This exercise asks for every line of the material that includes the word "maybe".

════════

PR #237, opened 2021-03-14
Add support variadic functions

jcp19:
Add support for variadic functions like specified in the go language spec. There are two decisions I made which are open to discussion:
1) I chose not to add any new node in the internal language representation because this is feature is only syntactic sugar. As such:
    - `func f(s ...int)` is desugared into `func f(s []int)`
    - `f(s...)` is desugared into `f(s)`
    - `f(x1, ..., xn)` is desugared into `f([]T{ x1, ... , xn })`, where `T` is the type of the provided elements

2) I opted to disallow variadic pure functions. The reason for this is that calling such a function may cause a slice to be allocated e.g.
    ```go
    pure f(a ...int)
    func f() {
         f(1, 2, 3) // allocates slice []int{1, 2, 3} here, expression is not pure
    }
    ```


src/main/scala/viper/gobra/frontend/info/implementation/property/Assignability.scala
```diff
@@ -23,15 +23,38 @@ trait Assignability extends BaseProperty { this: TypeInfoImpl =>
...
       }
   }
 
+  lazy val variadicAssignableTo: Property[(Vector[Type], Vector[Type])] = createProperty[(Vector[Type], Vector[Type])] {
+    case (right, left) =>
+      StrictAssignModi(left.size, right.size) match {
+        case AssignMode.Variadic => left.lastOption match {
+          case Some(VariadicT(elem)) =>
+            val dummyFill = UnknownType
+            // left.init corresponds to the parameter list on the left except for teh variadic type
```
Felalolf, line 50: spelling "the"

src/main/scala/viper/gobra/frontend/info/implementation/typing/ghost/GhostExprTyping.scala
```diff
@@ -361,6 +361,8 @@ trait GhostExprTyping extends BaseTyping { this: TypeInfoImpl =>
       // Others
       case PReceive(_) => false
 
+      case PUnpackSlice(s) => isPure(s)(strong) // may change in the future
```
Felalolf, line 364: Is it not just `go(s)`? Unpacking does not change the purity of the expression.

src/main/scala/viper/gobra/frontend/info/implementation/typing/ghost/separation/GhostWellDef.scala
```diff
@@ -133,6 +133,8 @@ trait GhostWellDef { this: TypeInfoImpl =>
       "ghost error: make expressions may not contain ghost expressions",
       args exists (x => !noGhostPropagationFromChildren(x))
     )
+
+    case PUnpackSlice(_) => noMessages
```
Felalolf, line 137: I think the case can just be added to the list at line 100.

src/main/scala/viper/gobra/frontend/info/implementation/typing/ghost/GhostMemberTyping.scala
```diff
@@ -71,4 +78,14 @@ trait GhostMemberTyping extends BaseTyping { this: TypeInfoImpl =>
...
   private def isPurePostcondition(spec: PFunctionSpec): Messages = spec.posts flatMap isPureExpr
+
+  private def nonVariadicArguments(args: Vector[PParameter]): Messages = args.flatMap {
+    p: PParameter => error(p, s"Pure members cannot have variadic arguments, but got $p", p.typ.isInstanceOf[PVariadicType])
+  }
+
+  private def wellDefVariadicArgs(args: Vector[PParameter]): Messages =
+    args.dropRight(1).flatMap {
+      p => error(p, s"Only the last argument can be variadic, got $p instead", p.typ.isInstanceOf[PVariadicType])
+    }
```
Felalolf, line 89: Why is this not checked in the member typing (for non ghost)?

src/main/scala/viper/gobra/frontend/info/implementation/typing/ghost/GhostMemberTyping.scala
```diff
@@ -47,8 +51,11 @@ trait GhostMemberTyping extends BaseTyping { this: TypeInfoImpl =>
     if (member.spec.isPure) {
       isSingleResultArg(member) ++
         isSinglePureReturnExpr(member) ++
-        isPurePostcondition(member.spec)
-    } else noMessages
+        isPurePostcondition(member.spec) ++
+        nonVariadicArguments(member.args)
+    } else {
+      wellDefVariadicArgs(member.args)
```
Felalolf, line 57: I would check this in the GhostMiscTyping

src/main/scala/viper/gobra/frontend/Desugar.scala
```diff
@@ -1560,6 +1602,7 @@ object Desugar {
               }
           }
 
+          case PUnpackSlice(slice) => exprD(ctx)(slice)
```
Felalolf, line 1605: You could change the case to `case PUnpackSlice(slice) => slice` and then define the addressability of PUnpackSlice as the addressability of the argument.

src/main/scala/viper/gobra/frontend/Desugar.scala
```diff
@@ -1051,20 +1051,62 @@ object Desugar {
...
+                // corresponds to the case where an unpacked slice is already passed as an argument
+                res
+              case Some(in.TupleT(_, _)) if len == 1 && parameterCount == 1 =>
+                // supports chaining function calls with variadic functions of one argument
+                val argsMap: Map[BigInt, in.Expr] =
+                  res.last.asInstanceOf[in.Tuple].args.zipWithIndex.map {
+                    case (arg, index) => BigInt(index) -> arg
+                  }.toMap
+                Vector(in.SliceLit(variadicInTyp, argsMap)(src))
+              case _ if len >= parameterCount =>
```
Felalolf, line 1093: I think just using `len >= parameterCount - 1` deals with both cases.

src/main/scala/viper/gobra/frontend/info/implementation/typing/ghost/GhostMemberTyping.scala
```diff
@@ -33,8 +34,11 @@ trait GhostMemberTyping extends BaseTyping { this: TypeInfoImpl =>
...
```
Felalolf, line 40: I would check this in MemberTyping. Also, maybe the isPure function has to be updated for calls.

src/main/scala/viper/gobra/frontend/Desugar.scala
```diff
@@ -1051,20 +1051,62 @@ object Desugar {
...
+                val argsMap: Map[BigInt, in.Expr] =
+                  res.drop(parameterCount-1).zipWithIndex.map {
+                    case (arg, index) => BigInt(index) -> arg
+                  }.toMap
+                res.take(parameterCount-1) :+ in.SliceLit(variadicInTyp, argsMap)(src)
+              case _ if len == parameterCount - 1 =>
+                // variadic argument not passed
+                res :+ in.NilLit(in.SliceT(variadicInTyp, Addressability.nil))(src)
```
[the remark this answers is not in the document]
jcp19: No, this follows the go spec more closely:

> If f is variadic with a final parameter p of type ...T, then within f the type of p is equivalent to type []T. If f is invoked with no actual arguments for p, the value passed to p is nil

src/main/scala/viper/gobra/frontend/info/implementation/typing/ghost/GhostExprTyping.scala
jcp19: `go(s)` is indeed better, even though they are equivalent

ArquintL (approved):

src/main/scala/viper/gobra/frontend/Parser.scala
```diff
@@ -1065,11 +1070,22 @@ object Parser {
...
-    lazy val parameterDecl: Parser[Vector[PParameter]] =
-      ghostParameter |
-      rep1sep(idnDef, ",") ~ typ ^^ { case ids ~ t =>
-        ids map (id => PNamedParameter(id, t.copy).at(id): PParameter)
-      } |  typ ^^ (t => Vector(PUnnamedParameter(t).at(t)))
+    lazy val parameterDecl: Parser[Vector[PParameter]] = {
+      val namedParam = rep1sep(idnDef, ",") ~ "...".? ~ typ ^^ {
+        case ids ~ variadicOpt ~ t =>
+          ids map { id =>
+            val typ = if (variadicOpt.isDefined) PVariadicType(t.copy) else t.copy
```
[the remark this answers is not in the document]
jcp19: Yes. However, I think that it is better to check for this at the type level (the current solution). That way, we can give the user a better error message

src/main/scala/viper/gobra/frontend/Desugar.scala
jcp19: I did not quite get what you mean. Can you elaborate on this?

src/main/scala/viper/gobra/frontend/Desugar.scala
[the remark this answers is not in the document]
Felalolf: wow, okay

src/main/scala/viper/gobra/frontend/Desugar.scala
jcp19: I would still need to do a case split to generate `nil` when `len == parameterCount - 1`. I don't think that I gain anything from merging the two

src/main/scala/viper/gobra/frontend/info/implementation/typing/ghost/GhostMemberTyping.scala
jcp19: changed in the last commit

jcp19: The reason I did this is that `wellDefActualMember` ends up calling the `wellDefIfPureMethod` and `wellDefIfPureFunction` which are both defined in the `GhostExprTyping.scala`. As such, it just seemed easier to extend the code in that file. I have changed it in the last commit for this particular function

src/main/scala/viper/gobra/frontend/info/implementation/typing/ghost/GhostMemberTyping.scala
jcp19: | Also, maybe the isPure function has to be updated for calls.

Why? It seems to me that the `isPure` results should be the same, meaning that calls to non-pure methods are not pure and calls to pure methods cannot have variadic arguments. My point here is that the presence of variadic parameters does not affect the purity of a method call. Am I missing anything?

src/main/scala/viper/gobra/frontend/Desugar.scala
Felalolf: My comment was for the case that you can join both cases, which you explained to not be the case.

src/main/scala/viper/gobra/frontend/info/implementation/typing/MemberTyping.scala
```diff
@@ -27,4 +27,14 @@ trait MemberTyping extends BaseTyping { this: TypeInfoImpl =>
       idenNumMsgs ++ constExprMsgs
     case s: PActualStatement => wellDefStmt(s).out
   }
+
+  private[typing] def wellDefBothMember(member: PMember): Messages = member match {
+    case m: PWithParam => wellDefVariadicArgs(m.args)
+    case _ => noMessages
+  }
```
Felalolf, line 34: This seems a bit confusing to me. How do I determine whether I add a check here or in wellDefActualMember? I would just add the additional check to FunctionDecls and MethodDecls.

jcp19: My idea was to have a single method that is applied to both kinds of Members (actual and ghost) in the MemberTyping.scala file. The alternative would be to have these checks in `wellDefActualMember` and in `wellDefGhostMember`, which is the way I had before and which you advised against (because these methods are defined in `GhostMemberTyping`)

Felalolf (approved):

════════

# Result for this exercise
Felalolf, line 40: I would check this in MemberTyping. Also, maybe the isPure function has to be updated for calls.
jcp19: | Also, maybe the isPure function has to be updated for calls.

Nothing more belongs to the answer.